### Task objective
Filter this data down to the lines that hold "given", and copy them.
** Entries supplied follows **
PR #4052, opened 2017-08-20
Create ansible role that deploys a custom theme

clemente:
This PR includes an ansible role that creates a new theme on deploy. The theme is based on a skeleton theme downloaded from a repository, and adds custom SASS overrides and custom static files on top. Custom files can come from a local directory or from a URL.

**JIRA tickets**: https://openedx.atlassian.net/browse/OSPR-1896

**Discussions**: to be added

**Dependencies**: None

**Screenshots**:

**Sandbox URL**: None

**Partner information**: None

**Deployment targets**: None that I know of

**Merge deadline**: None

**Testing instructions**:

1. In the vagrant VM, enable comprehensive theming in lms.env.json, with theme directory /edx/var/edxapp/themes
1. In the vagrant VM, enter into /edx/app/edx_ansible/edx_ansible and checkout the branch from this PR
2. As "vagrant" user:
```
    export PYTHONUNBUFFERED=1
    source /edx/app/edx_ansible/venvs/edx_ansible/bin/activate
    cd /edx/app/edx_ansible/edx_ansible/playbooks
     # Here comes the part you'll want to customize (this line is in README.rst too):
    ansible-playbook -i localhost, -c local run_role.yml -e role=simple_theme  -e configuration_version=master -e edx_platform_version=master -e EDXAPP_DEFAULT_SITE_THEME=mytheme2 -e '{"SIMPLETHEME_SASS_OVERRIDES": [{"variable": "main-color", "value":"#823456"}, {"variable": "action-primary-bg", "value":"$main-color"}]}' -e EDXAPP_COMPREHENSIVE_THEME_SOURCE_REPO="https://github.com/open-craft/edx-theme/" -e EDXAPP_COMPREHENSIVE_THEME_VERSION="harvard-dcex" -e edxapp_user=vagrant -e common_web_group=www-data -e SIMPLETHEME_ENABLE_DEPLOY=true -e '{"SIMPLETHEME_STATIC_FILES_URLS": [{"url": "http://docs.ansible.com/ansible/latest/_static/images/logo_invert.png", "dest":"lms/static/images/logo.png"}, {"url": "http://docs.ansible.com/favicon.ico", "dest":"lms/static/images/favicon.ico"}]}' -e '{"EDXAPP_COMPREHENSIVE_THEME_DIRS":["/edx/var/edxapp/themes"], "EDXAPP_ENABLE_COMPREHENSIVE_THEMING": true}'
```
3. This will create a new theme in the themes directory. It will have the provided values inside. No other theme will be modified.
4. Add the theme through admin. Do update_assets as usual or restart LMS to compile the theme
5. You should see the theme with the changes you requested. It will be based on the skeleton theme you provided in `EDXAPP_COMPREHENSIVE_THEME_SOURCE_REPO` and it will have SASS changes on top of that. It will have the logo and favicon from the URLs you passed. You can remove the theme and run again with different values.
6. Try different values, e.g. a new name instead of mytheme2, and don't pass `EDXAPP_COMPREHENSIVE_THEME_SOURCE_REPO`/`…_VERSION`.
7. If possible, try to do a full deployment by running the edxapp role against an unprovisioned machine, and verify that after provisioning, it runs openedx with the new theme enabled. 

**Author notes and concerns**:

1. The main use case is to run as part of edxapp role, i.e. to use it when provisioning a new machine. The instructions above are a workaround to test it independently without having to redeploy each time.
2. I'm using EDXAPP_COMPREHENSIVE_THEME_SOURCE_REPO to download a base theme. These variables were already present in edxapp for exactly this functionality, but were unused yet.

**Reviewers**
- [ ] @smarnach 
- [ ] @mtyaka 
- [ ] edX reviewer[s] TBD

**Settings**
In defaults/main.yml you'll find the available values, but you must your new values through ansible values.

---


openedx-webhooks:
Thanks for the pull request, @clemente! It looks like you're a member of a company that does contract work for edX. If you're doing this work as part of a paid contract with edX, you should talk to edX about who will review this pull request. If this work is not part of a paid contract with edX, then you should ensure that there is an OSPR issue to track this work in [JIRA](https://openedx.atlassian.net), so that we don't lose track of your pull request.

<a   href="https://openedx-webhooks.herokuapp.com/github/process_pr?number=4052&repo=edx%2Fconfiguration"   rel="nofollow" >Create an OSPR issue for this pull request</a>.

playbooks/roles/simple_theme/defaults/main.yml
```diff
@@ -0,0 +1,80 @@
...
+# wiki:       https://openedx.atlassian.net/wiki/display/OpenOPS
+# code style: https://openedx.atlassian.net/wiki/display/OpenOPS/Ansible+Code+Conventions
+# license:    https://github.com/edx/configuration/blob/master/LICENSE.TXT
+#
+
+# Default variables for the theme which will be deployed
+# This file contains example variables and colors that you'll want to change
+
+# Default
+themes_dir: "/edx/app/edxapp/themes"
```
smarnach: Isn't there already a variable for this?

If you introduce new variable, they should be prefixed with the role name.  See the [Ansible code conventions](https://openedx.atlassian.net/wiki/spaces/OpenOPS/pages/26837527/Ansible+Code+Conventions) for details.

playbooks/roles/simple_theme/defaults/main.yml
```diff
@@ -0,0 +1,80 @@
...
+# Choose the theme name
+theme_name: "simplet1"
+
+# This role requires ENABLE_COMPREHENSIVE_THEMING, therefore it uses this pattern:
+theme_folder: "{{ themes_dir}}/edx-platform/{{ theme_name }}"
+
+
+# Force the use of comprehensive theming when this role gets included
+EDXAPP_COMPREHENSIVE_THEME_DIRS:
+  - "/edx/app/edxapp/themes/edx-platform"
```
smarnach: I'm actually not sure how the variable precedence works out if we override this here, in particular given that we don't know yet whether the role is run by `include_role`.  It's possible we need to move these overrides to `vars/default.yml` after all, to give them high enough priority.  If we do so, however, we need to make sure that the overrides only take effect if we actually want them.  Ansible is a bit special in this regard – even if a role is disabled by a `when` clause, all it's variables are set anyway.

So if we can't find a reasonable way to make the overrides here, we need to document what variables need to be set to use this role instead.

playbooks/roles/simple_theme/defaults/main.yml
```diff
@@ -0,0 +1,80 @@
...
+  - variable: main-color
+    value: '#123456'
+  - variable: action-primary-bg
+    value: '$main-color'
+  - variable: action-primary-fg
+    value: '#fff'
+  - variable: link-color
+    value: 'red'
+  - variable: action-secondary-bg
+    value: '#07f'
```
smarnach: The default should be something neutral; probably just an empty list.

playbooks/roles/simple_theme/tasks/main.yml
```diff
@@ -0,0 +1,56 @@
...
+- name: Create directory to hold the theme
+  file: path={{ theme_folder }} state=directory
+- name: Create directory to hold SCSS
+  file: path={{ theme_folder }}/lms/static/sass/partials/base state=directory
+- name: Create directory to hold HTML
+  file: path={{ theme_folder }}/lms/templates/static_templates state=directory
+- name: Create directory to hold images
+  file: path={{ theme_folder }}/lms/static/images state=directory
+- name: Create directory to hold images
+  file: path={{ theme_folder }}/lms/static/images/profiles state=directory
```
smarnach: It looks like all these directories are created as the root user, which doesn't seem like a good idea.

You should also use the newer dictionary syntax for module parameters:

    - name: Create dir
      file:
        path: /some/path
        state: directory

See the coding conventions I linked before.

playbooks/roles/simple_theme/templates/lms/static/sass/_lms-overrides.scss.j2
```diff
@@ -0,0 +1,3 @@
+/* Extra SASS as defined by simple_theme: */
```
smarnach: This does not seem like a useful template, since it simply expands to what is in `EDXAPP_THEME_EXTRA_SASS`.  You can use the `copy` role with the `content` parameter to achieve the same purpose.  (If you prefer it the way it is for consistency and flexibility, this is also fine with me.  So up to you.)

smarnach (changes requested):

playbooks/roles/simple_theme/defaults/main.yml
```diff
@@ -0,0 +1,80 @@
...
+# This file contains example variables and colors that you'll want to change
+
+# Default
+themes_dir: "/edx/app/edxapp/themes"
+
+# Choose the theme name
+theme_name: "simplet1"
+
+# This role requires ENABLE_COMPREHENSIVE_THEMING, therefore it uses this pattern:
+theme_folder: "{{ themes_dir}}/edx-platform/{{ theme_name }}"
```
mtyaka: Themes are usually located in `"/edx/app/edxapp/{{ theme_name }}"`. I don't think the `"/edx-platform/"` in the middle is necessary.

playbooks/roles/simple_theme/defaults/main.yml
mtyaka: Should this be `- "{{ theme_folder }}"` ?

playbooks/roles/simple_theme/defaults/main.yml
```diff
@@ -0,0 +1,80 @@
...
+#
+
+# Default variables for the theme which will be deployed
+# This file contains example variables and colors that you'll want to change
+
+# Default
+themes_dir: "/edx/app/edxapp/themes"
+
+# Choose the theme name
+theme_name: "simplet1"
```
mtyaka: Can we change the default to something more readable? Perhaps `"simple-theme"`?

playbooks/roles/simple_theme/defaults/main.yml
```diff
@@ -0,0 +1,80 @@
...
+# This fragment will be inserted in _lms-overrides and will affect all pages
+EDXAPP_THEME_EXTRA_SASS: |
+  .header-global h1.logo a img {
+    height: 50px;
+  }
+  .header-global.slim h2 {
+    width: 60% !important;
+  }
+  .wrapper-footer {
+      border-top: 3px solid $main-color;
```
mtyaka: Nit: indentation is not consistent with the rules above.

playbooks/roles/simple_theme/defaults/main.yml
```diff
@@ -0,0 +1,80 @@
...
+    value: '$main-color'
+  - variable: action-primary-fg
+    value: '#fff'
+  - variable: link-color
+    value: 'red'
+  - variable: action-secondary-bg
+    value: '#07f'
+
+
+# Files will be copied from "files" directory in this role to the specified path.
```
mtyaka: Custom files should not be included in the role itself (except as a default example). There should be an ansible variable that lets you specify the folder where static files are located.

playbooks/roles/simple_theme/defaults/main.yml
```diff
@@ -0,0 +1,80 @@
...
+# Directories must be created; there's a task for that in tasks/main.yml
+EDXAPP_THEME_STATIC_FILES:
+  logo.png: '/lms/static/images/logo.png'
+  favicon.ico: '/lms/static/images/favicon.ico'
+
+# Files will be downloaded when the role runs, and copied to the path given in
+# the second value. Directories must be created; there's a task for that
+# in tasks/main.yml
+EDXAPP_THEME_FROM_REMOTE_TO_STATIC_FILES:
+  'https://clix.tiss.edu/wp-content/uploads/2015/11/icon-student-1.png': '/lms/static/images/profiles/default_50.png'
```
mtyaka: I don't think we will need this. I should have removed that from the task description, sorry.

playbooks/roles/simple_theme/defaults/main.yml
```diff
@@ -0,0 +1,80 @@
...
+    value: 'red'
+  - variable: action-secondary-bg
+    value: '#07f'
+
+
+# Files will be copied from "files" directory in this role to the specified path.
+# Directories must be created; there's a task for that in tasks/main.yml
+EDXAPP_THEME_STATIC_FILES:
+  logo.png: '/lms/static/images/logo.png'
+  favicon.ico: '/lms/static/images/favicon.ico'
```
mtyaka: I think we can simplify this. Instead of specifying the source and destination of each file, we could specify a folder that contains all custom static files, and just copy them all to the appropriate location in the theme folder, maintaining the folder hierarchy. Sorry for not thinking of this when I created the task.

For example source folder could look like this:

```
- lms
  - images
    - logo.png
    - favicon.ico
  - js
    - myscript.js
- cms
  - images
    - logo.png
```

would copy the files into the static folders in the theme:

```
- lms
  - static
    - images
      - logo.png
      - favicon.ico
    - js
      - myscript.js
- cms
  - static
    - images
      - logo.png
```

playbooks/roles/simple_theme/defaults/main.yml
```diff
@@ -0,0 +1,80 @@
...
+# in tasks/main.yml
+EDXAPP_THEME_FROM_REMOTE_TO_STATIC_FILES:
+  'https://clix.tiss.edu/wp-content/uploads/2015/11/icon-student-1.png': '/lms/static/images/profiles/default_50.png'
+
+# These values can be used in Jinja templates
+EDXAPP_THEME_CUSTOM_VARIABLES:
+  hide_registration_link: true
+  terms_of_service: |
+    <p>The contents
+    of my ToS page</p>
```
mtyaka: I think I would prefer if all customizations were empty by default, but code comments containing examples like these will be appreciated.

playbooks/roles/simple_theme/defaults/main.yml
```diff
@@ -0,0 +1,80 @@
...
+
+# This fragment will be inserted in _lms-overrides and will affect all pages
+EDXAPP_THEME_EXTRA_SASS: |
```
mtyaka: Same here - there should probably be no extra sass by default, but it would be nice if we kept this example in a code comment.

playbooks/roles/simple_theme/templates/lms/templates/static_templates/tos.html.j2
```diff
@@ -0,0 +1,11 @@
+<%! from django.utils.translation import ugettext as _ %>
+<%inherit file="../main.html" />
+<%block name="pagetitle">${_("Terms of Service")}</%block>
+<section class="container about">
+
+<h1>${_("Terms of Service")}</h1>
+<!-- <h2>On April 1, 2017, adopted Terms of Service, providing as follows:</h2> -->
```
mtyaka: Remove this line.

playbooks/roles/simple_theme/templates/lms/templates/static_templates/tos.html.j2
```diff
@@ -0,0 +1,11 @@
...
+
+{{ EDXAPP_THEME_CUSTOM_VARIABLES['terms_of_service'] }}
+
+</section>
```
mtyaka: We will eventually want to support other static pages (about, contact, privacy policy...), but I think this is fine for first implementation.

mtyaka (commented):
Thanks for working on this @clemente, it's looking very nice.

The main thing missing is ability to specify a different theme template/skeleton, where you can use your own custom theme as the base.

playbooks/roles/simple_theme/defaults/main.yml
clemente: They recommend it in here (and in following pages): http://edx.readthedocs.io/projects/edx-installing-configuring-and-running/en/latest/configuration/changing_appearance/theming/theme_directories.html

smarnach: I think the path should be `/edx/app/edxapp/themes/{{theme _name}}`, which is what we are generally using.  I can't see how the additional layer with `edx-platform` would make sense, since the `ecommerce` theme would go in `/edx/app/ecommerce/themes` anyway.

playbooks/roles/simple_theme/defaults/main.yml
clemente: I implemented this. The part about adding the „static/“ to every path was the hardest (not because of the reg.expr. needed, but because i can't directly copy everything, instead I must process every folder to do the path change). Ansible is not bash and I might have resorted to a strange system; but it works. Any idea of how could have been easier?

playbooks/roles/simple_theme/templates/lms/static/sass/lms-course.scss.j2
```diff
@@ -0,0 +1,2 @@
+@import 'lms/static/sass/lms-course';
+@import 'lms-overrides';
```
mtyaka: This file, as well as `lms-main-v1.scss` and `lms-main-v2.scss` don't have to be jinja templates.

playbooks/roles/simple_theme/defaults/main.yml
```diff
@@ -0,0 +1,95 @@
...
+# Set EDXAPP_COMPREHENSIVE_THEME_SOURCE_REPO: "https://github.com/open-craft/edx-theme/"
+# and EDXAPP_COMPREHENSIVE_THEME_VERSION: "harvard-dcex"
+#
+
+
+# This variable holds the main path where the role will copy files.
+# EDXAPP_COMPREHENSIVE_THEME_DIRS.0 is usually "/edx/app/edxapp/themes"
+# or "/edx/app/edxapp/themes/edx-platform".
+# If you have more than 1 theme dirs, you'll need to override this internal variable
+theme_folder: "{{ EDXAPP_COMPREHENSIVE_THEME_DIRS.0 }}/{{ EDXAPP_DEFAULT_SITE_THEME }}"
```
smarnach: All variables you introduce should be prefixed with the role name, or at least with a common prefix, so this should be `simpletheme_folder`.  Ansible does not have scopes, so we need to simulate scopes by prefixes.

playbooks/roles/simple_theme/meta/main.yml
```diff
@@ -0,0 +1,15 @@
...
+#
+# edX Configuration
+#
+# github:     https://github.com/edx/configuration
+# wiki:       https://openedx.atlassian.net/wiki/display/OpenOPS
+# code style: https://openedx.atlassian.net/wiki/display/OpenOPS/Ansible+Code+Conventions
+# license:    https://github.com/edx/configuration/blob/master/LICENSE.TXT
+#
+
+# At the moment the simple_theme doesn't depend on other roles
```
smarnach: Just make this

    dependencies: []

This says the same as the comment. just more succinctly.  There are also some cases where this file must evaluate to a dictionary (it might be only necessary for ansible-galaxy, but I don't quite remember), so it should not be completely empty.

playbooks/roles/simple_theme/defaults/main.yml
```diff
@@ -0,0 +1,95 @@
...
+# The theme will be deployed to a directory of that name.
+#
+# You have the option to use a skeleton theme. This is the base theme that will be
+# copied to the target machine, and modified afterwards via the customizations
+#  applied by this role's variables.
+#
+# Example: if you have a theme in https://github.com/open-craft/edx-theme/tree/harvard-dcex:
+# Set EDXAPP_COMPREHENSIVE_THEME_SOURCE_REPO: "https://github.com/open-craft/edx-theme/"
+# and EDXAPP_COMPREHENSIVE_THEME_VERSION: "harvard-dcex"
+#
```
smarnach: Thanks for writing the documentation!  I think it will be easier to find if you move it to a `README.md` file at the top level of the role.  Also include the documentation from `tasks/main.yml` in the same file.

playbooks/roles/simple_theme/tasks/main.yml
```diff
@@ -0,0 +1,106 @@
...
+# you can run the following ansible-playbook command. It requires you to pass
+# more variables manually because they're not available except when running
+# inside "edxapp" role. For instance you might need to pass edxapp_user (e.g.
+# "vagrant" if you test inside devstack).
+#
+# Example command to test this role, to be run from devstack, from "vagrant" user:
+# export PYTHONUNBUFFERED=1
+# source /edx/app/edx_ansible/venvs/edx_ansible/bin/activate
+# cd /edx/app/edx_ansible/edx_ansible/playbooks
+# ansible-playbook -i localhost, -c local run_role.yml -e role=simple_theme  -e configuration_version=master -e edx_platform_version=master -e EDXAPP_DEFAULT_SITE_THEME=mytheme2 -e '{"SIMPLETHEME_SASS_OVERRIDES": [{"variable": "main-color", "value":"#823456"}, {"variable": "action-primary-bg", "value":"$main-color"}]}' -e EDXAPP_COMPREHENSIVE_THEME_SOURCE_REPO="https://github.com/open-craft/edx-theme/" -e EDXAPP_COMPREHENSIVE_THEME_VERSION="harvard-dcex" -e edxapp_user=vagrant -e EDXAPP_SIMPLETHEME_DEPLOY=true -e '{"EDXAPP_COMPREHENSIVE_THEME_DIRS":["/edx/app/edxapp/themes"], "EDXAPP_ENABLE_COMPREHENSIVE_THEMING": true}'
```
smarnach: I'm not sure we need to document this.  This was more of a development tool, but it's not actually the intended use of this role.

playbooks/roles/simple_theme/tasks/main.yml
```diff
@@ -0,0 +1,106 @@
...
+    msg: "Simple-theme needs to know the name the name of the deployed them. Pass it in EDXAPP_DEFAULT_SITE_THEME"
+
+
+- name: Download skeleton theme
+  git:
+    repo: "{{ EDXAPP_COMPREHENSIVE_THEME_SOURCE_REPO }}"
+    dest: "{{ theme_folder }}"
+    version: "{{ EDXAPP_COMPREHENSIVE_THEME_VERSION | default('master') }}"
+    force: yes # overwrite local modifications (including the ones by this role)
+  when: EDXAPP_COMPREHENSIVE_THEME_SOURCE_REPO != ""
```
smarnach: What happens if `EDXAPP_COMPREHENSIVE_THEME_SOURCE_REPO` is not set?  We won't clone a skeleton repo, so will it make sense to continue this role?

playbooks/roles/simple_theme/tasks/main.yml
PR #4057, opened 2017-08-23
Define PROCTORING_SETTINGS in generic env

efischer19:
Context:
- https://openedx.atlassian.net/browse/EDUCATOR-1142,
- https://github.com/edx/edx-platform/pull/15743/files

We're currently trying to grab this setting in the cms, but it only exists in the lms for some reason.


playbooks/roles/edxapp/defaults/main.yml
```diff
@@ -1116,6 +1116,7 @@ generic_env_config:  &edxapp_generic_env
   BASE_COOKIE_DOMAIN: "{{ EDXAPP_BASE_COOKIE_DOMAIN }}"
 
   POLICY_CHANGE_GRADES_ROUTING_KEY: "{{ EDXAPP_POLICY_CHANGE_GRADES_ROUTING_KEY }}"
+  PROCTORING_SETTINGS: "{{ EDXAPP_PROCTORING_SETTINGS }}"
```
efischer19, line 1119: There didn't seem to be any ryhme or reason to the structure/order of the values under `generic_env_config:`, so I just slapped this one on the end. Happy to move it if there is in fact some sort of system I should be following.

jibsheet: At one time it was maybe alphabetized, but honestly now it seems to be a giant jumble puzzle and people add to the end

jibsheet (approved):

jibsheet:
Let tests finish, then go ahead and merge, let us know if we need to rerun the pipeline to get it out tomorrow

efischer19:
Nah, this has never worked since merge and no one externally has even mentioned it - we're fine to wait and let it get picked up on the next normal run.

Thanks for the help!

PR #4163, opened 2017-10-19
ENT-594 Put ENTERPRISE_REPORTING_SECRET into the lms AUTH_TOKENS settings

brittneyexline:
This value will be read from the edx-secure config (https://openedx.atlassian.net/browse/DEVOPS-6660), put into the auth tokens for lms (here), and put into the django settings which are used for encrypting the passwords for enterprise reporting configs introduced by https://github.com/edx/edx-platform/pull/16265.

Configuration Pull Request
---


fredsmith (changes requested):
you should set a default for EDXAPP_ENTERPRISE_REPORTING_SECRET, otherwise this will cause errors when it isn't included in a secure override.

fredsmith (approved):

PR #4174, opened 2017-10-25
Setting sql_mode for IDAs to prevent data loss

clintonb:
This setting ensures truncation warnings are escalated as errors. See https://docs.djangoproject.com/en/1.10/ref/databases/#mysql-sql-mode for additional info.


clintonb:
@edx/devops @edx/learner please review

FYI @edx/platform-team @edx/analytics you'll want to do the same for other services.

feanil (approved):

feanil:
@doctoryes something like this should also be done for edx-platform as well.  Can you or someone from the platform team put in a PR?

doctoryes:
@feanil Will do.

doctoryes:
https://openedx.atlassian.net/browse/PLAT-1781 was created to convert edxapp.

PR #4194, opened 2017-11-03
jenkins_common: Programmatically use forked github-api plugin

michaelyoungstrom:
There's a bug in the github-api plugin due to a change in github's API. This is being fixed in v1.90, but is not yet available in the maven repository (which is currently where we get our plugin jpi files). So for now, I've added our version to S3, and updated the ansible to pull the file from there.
** End of Entries supplied **
### Answer to the exercise
smarnach: I'm actually not sure how the variable precedence works out if we override this here, in particular given that we don't know yet whether the role is run by `include_role`.  It's possible we need to move these overrides to `vars/default.yml` after all, to give them high enough priority.  If we do so, however, we need to make sure that the overrides only take effect if we actually want them.  Ansible is a bit special in this regard – even if a role is disabled by a `when` clause, all it's variables are set anyway.
+# Files will be downloaded when the role runs, and copied to the path given in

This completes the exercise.